● EXERCISE DIRECTIONS
Produce as output only the lines below starting at the line with "flag was cleared;" and continuing through the line with "The intermittency comes", each one exactly as written.

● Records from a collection

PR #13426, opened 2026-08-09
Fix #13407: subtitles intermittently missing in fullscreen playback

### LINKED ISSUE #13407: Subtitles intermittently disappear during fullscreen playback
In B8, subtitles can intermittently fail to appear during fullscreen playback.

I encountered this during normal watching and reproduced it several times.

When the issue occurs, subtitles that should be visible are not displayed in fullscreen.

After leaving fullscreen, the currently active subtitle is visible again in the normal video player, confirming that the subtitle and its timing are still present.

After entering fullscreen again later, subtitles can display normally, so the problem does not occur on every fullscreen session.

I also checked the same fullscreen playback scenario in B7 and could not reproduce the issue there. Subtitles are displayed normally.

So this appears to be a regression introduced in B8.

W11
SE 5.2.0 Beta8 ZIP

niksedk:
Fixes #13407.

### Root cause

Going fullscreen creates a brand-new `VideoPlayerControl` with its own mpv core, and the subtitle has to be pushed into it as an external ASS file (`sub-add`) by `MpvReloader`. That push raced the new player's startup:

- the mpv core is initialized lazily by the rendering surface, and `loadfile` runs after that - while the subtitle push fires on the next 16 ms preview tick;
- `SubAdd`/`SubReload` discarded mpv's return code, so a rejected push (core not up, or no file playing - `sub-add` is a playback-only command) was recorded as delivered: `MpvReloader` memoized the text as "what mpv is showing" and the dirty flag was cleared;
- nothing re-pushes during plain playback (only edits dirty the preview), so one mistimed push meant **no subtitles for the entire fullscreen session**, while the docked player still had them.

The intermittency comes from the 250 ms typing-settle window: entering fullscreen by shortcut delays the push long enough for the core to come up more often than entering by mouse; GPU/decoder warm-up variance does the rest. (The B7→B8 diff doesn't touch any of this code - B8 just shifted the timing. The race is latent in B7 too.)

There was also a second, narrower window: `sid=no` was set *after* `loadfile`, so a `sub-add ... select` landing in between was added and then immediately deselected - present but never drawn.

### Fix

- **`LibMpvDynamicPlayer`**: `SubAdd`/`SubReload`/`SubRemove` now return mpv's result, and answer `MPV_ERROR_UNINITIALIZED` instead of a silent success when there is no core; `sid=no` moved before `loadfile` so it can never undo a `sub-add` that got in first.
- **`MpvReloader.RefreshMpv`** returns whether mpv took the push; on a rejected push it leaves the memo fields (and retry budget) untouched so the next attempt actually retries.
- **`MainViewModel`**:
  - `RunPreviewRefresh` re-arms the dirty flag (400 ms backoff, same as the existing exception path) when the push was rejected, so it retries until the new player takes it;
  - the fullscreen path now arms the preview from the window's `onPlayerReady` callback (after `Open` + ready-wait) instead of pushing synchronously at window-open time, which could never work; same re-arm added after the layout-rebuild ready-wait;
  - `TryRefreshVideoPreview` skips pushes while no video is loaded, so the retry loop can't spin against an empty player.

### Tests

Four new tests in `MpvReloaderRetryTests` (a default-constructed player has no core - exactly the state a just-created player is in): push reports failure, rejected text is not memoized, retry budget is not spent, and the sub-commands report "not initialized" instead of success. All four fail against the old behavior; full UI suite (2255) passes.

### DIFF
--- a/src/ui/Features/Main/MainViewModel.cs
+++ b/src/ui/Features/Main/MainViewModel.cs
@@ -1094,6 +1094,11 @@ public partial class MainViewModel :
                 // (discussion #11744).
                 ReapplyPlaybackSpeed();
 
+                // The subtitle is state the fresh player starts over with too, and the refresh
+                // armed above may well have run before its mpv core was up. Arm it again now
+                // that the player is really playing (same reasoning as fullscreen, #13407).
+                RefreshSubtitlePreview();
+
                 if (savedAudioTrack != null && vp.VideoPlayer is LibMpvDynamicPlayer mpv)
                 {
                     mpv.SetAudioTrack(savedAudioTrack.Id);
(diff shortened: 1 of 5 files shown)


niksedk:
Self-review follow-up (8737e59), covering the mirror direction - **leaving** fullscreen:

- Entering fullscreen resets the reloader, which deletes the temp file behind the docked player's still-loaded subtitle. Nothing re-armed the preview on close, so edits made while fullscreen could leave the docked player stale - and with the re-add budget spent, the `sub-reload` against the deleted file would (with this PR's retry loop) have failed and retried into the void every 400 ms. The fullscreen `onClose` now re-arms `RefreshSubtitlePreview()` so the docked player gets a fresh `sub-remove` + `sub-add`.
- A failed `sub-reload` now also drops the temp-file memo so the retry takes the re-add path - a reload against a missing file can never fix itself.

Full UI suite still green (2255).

...

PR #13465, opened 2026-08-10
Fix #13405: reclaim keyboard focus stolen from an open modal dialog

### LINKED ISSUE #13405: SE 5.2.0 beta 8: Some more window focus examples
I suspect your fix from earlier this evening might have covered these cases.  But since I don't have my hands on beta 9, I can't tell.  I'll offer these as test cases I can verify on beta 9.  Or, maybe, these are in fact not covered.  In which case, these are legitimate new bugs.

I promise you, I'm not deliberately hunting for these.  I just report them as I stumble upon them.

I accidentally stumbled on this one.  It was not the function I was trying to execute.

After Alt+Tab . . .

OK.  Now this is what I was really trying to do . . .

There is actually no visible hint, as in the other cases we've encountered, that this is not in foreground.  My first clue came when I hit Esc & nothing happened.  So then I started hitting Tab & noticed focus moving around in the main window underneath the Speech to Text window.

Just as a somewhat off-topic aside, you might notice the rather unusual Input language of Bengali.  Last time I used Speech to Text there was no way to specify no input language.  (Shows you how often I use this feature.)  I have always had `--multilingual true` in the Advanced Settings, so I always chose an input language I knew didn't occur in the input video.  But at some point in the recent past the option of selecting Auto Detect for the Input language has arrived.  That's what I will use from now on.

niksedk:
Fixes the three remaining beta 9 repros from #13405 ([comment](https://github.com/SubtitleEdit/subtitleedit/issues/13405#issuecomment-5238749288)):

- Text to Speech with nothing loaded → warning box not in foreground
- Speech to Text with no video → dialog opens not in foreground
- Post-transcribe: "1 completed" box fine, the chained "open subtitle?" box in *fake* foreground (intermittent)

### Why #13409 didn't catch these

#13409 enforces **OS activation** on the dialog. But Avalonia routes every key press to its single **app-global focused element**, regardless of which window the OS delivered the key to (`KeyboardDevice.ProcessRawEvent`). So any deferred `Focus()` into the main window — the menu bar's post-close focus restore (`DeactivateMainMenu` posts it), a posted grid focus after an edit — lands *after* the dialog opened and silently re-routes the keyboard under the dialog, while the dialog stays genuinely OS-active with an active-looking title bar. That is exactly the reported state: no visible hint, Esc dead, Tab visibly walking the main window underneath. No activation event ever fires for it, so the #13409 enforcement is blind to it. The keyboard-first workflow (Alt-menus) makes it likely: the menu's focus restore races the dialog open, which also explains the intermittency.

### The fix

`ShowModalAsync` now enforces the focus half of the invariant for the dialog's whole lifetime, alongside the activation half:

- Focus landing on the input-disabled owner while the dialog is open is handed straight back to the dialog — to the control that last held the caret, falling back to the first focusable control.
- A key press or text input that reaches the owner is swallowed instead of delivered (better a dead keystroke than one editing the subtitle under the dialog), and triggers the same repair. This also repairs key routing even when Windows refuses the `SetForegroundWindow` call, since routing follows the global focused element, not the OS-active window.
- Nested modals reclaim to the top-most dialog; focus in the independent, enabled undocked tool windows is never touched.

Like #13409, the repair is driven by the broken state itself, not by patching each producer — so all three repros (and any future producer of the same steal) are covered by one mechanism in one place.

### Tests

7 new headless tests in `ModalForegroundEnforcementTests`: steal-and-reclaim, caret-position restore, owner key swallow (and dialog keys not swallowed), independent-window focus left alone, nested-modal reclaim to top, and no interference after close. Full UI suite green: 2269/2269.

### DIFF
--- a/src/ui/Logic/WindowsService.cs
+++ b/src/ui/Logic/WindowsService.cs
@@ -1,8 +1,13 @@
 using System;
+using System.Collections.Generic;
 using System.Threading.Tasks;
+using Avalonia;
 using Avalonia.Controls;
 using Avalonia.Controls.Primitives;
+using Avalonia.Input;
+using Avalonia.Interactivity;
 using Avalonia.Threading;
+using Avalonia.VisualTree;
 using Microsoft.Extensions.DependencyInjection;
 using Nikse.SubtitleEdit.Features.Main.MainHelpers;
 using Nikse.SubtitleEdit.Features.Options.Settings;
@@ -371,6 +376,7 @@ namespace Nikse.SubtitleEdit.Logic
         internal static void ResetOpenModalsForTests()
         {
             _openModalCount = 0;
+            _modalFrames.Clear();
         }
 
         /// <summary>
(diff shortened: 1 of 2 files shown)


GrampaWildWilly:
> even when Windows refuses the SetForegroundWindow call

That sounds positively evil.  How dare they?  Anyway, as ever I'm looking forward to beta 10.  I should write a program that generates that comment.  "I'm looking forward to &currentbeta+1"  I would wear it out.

● EXPECTED OUTPUT
- `SubAdd`/`SubReload` discarded mpv's return code, so a rejected push (core not up, or no file playing - `sub-add` is a playback-only command) was recorded as delivered: `MpvReloader` memoized the text as "what mpv is showing" and the dirty flag was cleared;
- nothing re-pushes during plain playback (only edits dirty the preview), so one mistimed push meant **no subtitles for the entire fullscreen session**, while the docked player still had them.

The intermittency comes from the 250 ms typing-settle window: entering fullscreen by shortcut delays the push long enough for the core to come up more often than entering by mouse; GPU/decoder warm-up variance does the rest. (The B7→B8 diff doesn't touch any of this code - B8 just shifted the timing. The race is latent in B7 too.)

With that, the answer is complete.